(EXERCISE REQUIREMENTS): With the first line below as the start and the line containing "- [ ] Implement" as the end, copy every line between them exactly, ends included.
DATASET: Begin
PR #156, opened 2022-07-21
DRAFT: Next&Previous support

Meldiron:
DRAFT PR!

I believe it is possible to figure out if the query has the next and previous document within one existing query we currently do.

I got stuck on cursor pagination, tho it should be possible since we compare internal integer IDs anyway.

This answer makes me think it is possible: https://stackoverflow.com/questions/71699810/it-is-possible-in-cursor-based-pagination-to-get-the-prev-and-next-cursor-in-the

- `limit + 1` should give `next` document
- `<=` instead of `<` in cursor condition should give `previous` document


Meldiron:
Closing the PR as this is most likely not possible due to sorting while using cursor.

PR #157, opened 2022-07-22
Feat: Query gen 2(.1)

Meldiron:
Previous PR: https://github.com/utopia-php/database/pull/153

TODO after this PR:

- [ ] Remove parameters from `find()` (such as limit, offset, order, cursor, ...) and get it from $queries instead
- [ ] Upgrade Appwrite to new method signatures
- [ ] Implement new queries into Appwrite Database service
- [ ] Update Appwrite `list` endpoints so they all allow queries


TorstenDittmann (approved):

src/Database/Query.php
```diff
@@ -4,134 +4,129 @@
...
     /**
-     * Get all query details as array
+     * Helper method changing first param. In first param we often store attribute
      *
-     * @return array
+     * @param string $value
+     * @return self
      */
-    public function getQuery(): array
+    public function setFirstParam(string $value): self
```
eldadfux, line 75: The API of the class feels very oriented towards the technical implementation instead of telling the story of the use case for this class and method. I think, `getAttribute`, `getMethod`, and `getValues` would make much more sense and be more intuitive when reading the code.

We could have also introduce static builder methods for this class that would make the API closer to what we have in our Appwrite SDK (not meaning they should be coupled, but they just feel more convenient). For example:
```php
Query::equal(string $attribute, array $values):self;
```

tests/Database/Benchmark/QueryBench.php
```diff
@@ -0,0 +1,44 @@
...
+namespace Utopia\Tests\Benchmark;
+
+use Generator;
+use Utopia\Database\Query;
+use Utopia\Database\QueryV1;
+use PhpBench\Attributes as Bench;
+
+class QueryBench
+{
+    public function provideAttributes(): Generator
```
eldadfux, line 12: We should properly document this new test and how to run it, alongside other tests related info.

eldadfux (changes requested):

src/Database/Query.php
```diff
@@ -140,106 +135,286 @@ public static function isOperator(string $value): bool
...
+        $stack = []; // Stack of syntactical symbols
+
+        $stringStackState = false;
+        $arrayStackState = false;
+
+        // Loop thorough all characters
+        for ($i = $parametersStart; $i < $paramsEnd; $i++) {
+            $char = $filter[$i];
+
+            $isStringStack = $stringStackState;
```
stnguyen90, line 187: Would it be simpler to not use a stack for string?

src/Database/Query.php
```diff
@@ -140,106 +135,286 @@ public static function isOperator(string $value): bool
...
+            $isArrayStack = $arrayStackState;
+            
+            // String support + escaping support
+            if (
+                (self::isQuote($char)) && // Must be string indicator
+                $filter[$i - 1] !== '\\' // Must not be escaped; first cant be
```
stnguyen90, line 193: Would this still be able to catch something like: `Query.equal("attr", "\\")`?

src/Database/Query.php
```diff
@@ -140,106 +135,286 @@ public static function isOperator(string $value): bool
...
+                }
+
+                continue;
+            }
+
+            // Array support
+            if (!($isStringStack)) {
+                if ($char === static::CHAR_BRACKET_START) {
+                    // Start of array
+                    $stack[] = $char;
```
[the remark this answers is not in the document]
Meldiron: We don't have support for nested arrays, as they are not required for now. It will be added when it becomes relevant (with array filters).

For now we only support 2 layers - one being params array, one being array value. So for example:

Works: `[ 'equal', ['Matej', 'Eldad'] ]`
Doesn't work: `['equal', [ ['editor','owner'] ] ]`

src/Database/Query.php
```diff
@@ -4,134 +4,129 @@
...
-     * Construct.
-     *
      * Construct a new query object
-     *
-     * @param string $attribute
-     * @param string $operator
-     * @param array $values
      */
-    public function __construct(string $attribute, string $operator, array $values)
+    public function __construct(string $method, array $params)
```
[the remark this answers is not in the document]
Meldiron: We removed `operator`. In `equals('name', 'Matej')` all is good, but in a query like `limit(5)` we don't have an operator.

`attribute` was also removed, since that is also not present in `limit(5)`.

We added `method` which replaced `attribute` in the placement of the query. A method is for example `equals`, `limit`, or `offset`.

---

I can see what you mean with a step back. I was thinking about implementing separate interfaces(classes?) for each method. That would give you more high-level of building a query. Would that make sense?

src/Database/QueryV1.php
```diff
@@ -0,0 +1,245 @@
+<?php
+
+namespace Utopia\Database;
+
+class QueryV1
```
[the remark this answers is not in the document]
Meldiron: It's for benchmark. @TorstenDittmann  do we want to keep benchmarks as part of PR?

tests/Database/Benchmark/QueryBench.php
Meldiron: @TorstenDittmann  do we want to keep benchmarks as part of PR?

src/Database/Query.php
Meldiron: Not sure if I understand the comment.

We keep a state variable for performance improvement reasons. It simply holds true/false whether the last symbol in the stack array is a string (`"'`).

We need to know if we are in a string stack since `]` inside string should be simply a character in string, but outside of string it ends an array.

We need stack variable since, at the end of anything (for example, end of string), we should still know the previous stack - for example. if we are still in array parameter or not.

src/Database/Query.php
Meldiron: Added a new test that passes:
```php
        $query = Query::parse('equal(1, "Hello\\\\World")');
        $this->assertCount(2, $query->getParams());
        $this->assertEquals(1, $query->getParams()[0]);
        $this->assertEquals("Hello\\\\World", $query->getParams()[1]);
```

It's there twice in reality. We need four because of PHP escaping.

src/Database/Query.php
Meldiron: I wanted to avoid calling it `getMethod` since you can still call it on `limit(5)` and there you would get `5` as method. Tho, I am opened for suggestions. Should I rename them to original methods?

We can introduce it, yes. That's what I though about in this comment: https://github.com/utopia-php/database/pull/157#discussion_r928212894

> I can see what you mean with a step back. I was thinking about implementing separate interfaces(classes?) for each method. That would give you more high-level of building a query. Would that make sense?

If you give me green, I can go ahead and implement it as static method

src/Database/Query.php
stnguyen90: I was thinking it might be simpler to have $lastQuote that's either ' or " or empty/null instead of using the stack and state variables.

src/Database/Query.php
stnguyen90: I was thinking of this case:

```php
$query = Query::parse('equal(1, "Hello\\\\")');
```

stnguyen90: Actually, how about this case: 

```php
$query = Query::parse('equal(1, "Hello\\\\", "World")');
```

Meldiron: Good catch with the second test. escaped `\` was still considered escaping symbol in case of the end of the string. Fixed now.

Both tests added and are passing now.

src/Database/Query.php
Meldiron: Good point. this is possible because we never have a string inside a string - we don't need a stack. We need stack only because we could (in the future) have an array in an array.

Refactored a little to address this. Changes have no performance impact (or really small).

src/Database/QueryV1.php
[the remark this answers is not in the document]
Meldiron: Removing for now, can be addressed in separate PR in future.

tests/Database/Benchmark/QueryBench.php
Meldiron: Removing for now, can be addressed in separate PR in future.

src/Database/Query.php
eldadfux: I think that with the builder/factory static methods in place we could just set attribute to null, and have proper access methods in place.

TorstenDittmann: We might want to have multiple Query Classes, since they are really hard to mix in combination with Validators.

- The Equal query has stuff like attribute and values (any data type)
- The Limit query has only a single value which is int
- The Offset query has only a single value which is int
- The Order Query has only a single values which are string (maybe even multiple values if we don't want the user to pass multiple orders)
- ...

I am not sure if we can get an interface that makes sense for all. So what about a Base class, extending it for necessary Queries. Otherwise we will have so many conditions for validating everything scattered around the one class for Query and Validator.

stnguyen90 (approved):
query parsing LGTM

PR #158, opened 2022-07-23
Feat: Improved performance

Meldiron:
Added benchmarks and improved code performance of parser


Meldiron:
Original:

CleanShot 2022-07-23 at 13 14 13


After changes:

image

PR #161, opened 2022-08-02
Refactor permissions

abnegate:
- [BREAKING] Introduce new permissions syntax replacing `write` permission with `create`, `update` and `delete`.
- [BREAKING] Remove `$read` attribute from `Document`
- [BREAKING] Remove `$write` attribute from `Document`
- Add `$permissions` array attribute to `Document`
- Add `PERMISSIONS` const array to `Database` to allow extending existing permission types
- Add `getPermissions`, `getPermission($type)`, `getCreate`, `getUpdate` and `getDelete` functions to `Document`
- Update `Permissions` validator to handle input of new syntax
- Update tests to support new syntax


src/Database/Validator/Permissions.php
```diff
@@ -60,138 +66,138 @@ public function getDescription(): string
...
-                        $teamId = \substr($value, 0, $pos);
-                        $teamRole = \substr($value, $pos + 1);
-
-                        // $teamRole must not be empty
-                        // Case $teamId < 1 already covered.
-                        if (strlen($teamRole) < 1) {
-                            $this->message = 'Team role must not be empty.';
-
+            $submatches = [];
+            \array_shift($matches);
```
TorstenDittmann, line 134: for what do we remove the first value?

src/Database/Validator/Permissions.php
```diff
@@ -60,138 +66,138 @@ public function getDescription(): string
...
+            //          - If the permission ID is not found, the entire permission parameter will be considered invalid.
+            //          - If the permissions ID is not a valid ID, the entire permission parameter will be considered invalid.
+            //          - If the dimension should be from the known set and is not found, the entire permission parameter will be considered invalid.
+            //        - If any invalid permission name is found, the entire permission string will be considered invalid.
+
+            // Inner permission string matcher (e.g. "user:123abc", "team:123abc/role") where permission name is matched against known permissions.
+            $permissionMatcher = '((?:' . \implode('|', $this->permissions) . ')(?::(?:[a-z\d]+))?(?:\/(?:[a-z]+))?)';
+
+            // Captures the permissions type (e.g. "read", "update") and ensures at least 1 permission string is provided.
+            $permissionString = '/^(?:' . \implode('|', $this->methods) . ')\(' . $permissionMatcher . '(?:,\s*' . $permissionMatcher . ')*\)$/';
```
TorstenDittmann, line 122: this will probably get more readable if we move logic out of the string building.

something like this:
```suggestion
            $permissions = \implode('|', $this->permissions);
            $methods = \implode('|', $this->methods);
            $permissionMatcher = "((?:{$permissions})(?::(?:[a-z\d]+))?(?:\/(?:[a-z]+))?)";

            // Captures the permissions type (e.g. "read", "update") and ensures at least 1 permission string is provided.
            $permissionString = "/^(?:{$methods})\({$permissionMatcher}(?:,\s*{$permissionMatcher})*\)$/";
```

src/Database/Document.php
```diff
@@ -76,17 +72,87 @@ public function getCollection(): string
...
+    /**
+     * @param string $type
+     * @return array
+     */
+    public function getPermission(string $type): array
+    {
+        if (\method_exists($this, 'get' . \ucfirst($type))) {
+            return [$this, 'get' . \ucfirst($type)]();
+        }
+        return [];
```
TorstenDittmann, line 89: we should probably have a unit test for that, so that it will fail if we are missing such method in the future.

src/Database/Validator/Permissions.php
```diff
@@ -60,138 +66,138 @@ public function getDescription(): string
...
+            //          - If the permission ID is not found, the entire permission parameter will be considered invalid.
+            //          - If the permissions ID is not a valid ID, the entire permission parameter will be considered invalid.
+            //        - Then the third iteration will match "123abc" as a permissions ID and "edit" as a dimension.
+            //          - If the permission ID is not found, the entire permission parameter will be considered invalid.
+            //          - If the permissions ID is not a valid ID, the entire permission parameter will be considered invalid.
+            //          - If the dimension should be from the known set and is not found, the entire permission parameter will be considered invalid.
+            //        - If any invalid permission name is found, the entire permission string will be considered invalid.
+
+            // Inner permission string matcher (e.g. "user:123abc", "team:123abc/role") where permission name is matched against known permissions.
+            $permissionMatcher = '((?:' . \implode('|', $this->permissions) . ')(?::(?:[a-z\d]+))?(?:\/(?:[a-z]+))?)';
```
TorstenDittmann, line 119: we need uppercase and some allowed letters as well right?

```suggestion
            $permissionMatcher = '((?:' . \implode('|', $this->permissions) . ')(?::(?:[a-zA-Z._\-\d]+))?(?:\/(?:[a-zA-Z._\-]+))?)';
```

src/Database/Validator/Permissions.php
abnegate: The first match contains the text that matched the full pattern, we only care that it _did_ match, then we want to shift past that and process the capture groups.

Matches looks like:

```php
array(3) {
  [0]=>
  string(32) "create(user:123abc, team:123abc)"
  [1]=>
  string(11) "user:123abc"
  [2]=>
  string(11) "team:123abc"
}
```

eldadfux (changes requested):

src/Database/Validator/Authorization.php
```diff
@@ -10,7 +10,10 @@ class Authorization extends Validator
     /**
      * @var array
      */
-    static $roles = ['role:all' => true];
+    static $roles = [
+        'any' => true,
+        'role:all' => true,
```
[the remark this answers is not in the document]
abnegate: Have added a task for all deprecated components to be removed

src/Database/Validator/Permissions.php
```diff
@@ -2,33 +2,40 @@
...
-     */
-    protected $roles = [
+    protected array $legacyDimensions = [
         'all',
-        'guest',
         'member',
+        'guest'
+    ];
+
+    protected array $statusDimensions = [
```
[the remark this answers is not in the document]
abnegate: They are being verified when used positionally, so:

`users:verified`,
`user:123/verified`,
`status:verified`

would be considered valid, but

`users:invalid`,
`user:123/invalid`,
`status:invalid`

would not. Note that validation depends on the permission type, so a team role in the dimension position is still considered valid e.g.:

`team:123/anythingisvalid`

eldadfux (commented):
All looks good, just waiting for the ID class, and I think we miss tests for the new Role class.

src/Database/Document.php
```diff
@@ -107,20 +141,19 @@ public function getUpdatedAt(): ?string
...
      */
     public function getAttributes(): array
     {
         $attributes = [];
 
         foreach ($this as $attribute => $value) {
-            if(array_key_exists($attribute, [
-                '$id' => true,
+            if (\array_key_exists($attribute, [
+                '$id' => ID::custom(true),
```
eldadfux, line 153:
```suggestion
                '$id' => true,
```

I think this should stay just true.

src/Database/ID.php
```diff
@@ -0,0 +1,23 @@
...
+
+class ID
+{
+
+    /**
+     * Create a new unique ID
+     */
+    public static function unique(): string
+    {
+        return uniqid();
```
eldadfux, line 13:
```suggestion
        return 'uniqid()';
```

The custom ID is generated from a different method. We just use the unique function from some tests.

src/Database/Permission.php
```diff
@@ -0,0 +1,164 @@
...
+     */
+    public static function create(Role $role): string
+    {
+        $permission =  new Permission(
+            'create',
+            $role->getRole(),
+            $role->getIdentifier(),
+            $role->getDimension()
+        );
+        return $permission->toString();
```
eldadfux, line 84: In the Role and Query classes we just return the object, why do we return a string here?

src/Database/Role.php
```diff
@@ -0,0 +1,150 @@
...
+    {
+    }
+
+    /**
+     * Parse a role string into a Role object
+     *
+     * @param string $role
+     * @return Role
+     */
+    public static function parse(string $role): Role
```
eldadfux, line 21: Let's always keep static methods at the bottom of the class.

eldadfux (commented):
Some more small comments.

src/Database/Permission.php
abnegate: The result is a string here so we can pass it directly to the `$permissions` array

Alternatively, we could call `->toString()` for each permission instead?

eldadfux: I think this is fine, but I was wondering if we can avoid string internally and just use the object inside the adapters.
DATASET: End
(OUTPUT BELOW):
PR #156, opened 2022-07-21
DRAFT: Next&Previous support

Meldiron:
DRAFT PR!

I believe it is possible to figure out if the query has the next and previous document within one existing query we currently do.

I got stuck on cursor pagination, tho it should be possible since we compare internal integer IDs anyway.

This answer makes me think it is possible: https://stackoverflow.com/questions/71699810/it-is-possible-in-cursor-based-pagination-to-get-the-prev-and-next-cursor-in-the

- `limit + 1` should give `next` document
- `<=` instead of `<` in cursor condition should give `previous` document


Meldiron:
Closing the PR as this is most likely not possible due to sorting while using cursor.

PR #157, opened 2022-07-22
Feat: Query gen 2(.1)

Meldiron:
Previous PR: https://github.com/utopia-php/database/pull/153

TODO after this PR:

- [ ] Remove parameters from `find()` (such as limit, offset, order, cursor, ...) and get it from $queries instead
- [ ] Upgrade Appwrite to new method signatures
- [ ] Implement new queries into Appwrite Database service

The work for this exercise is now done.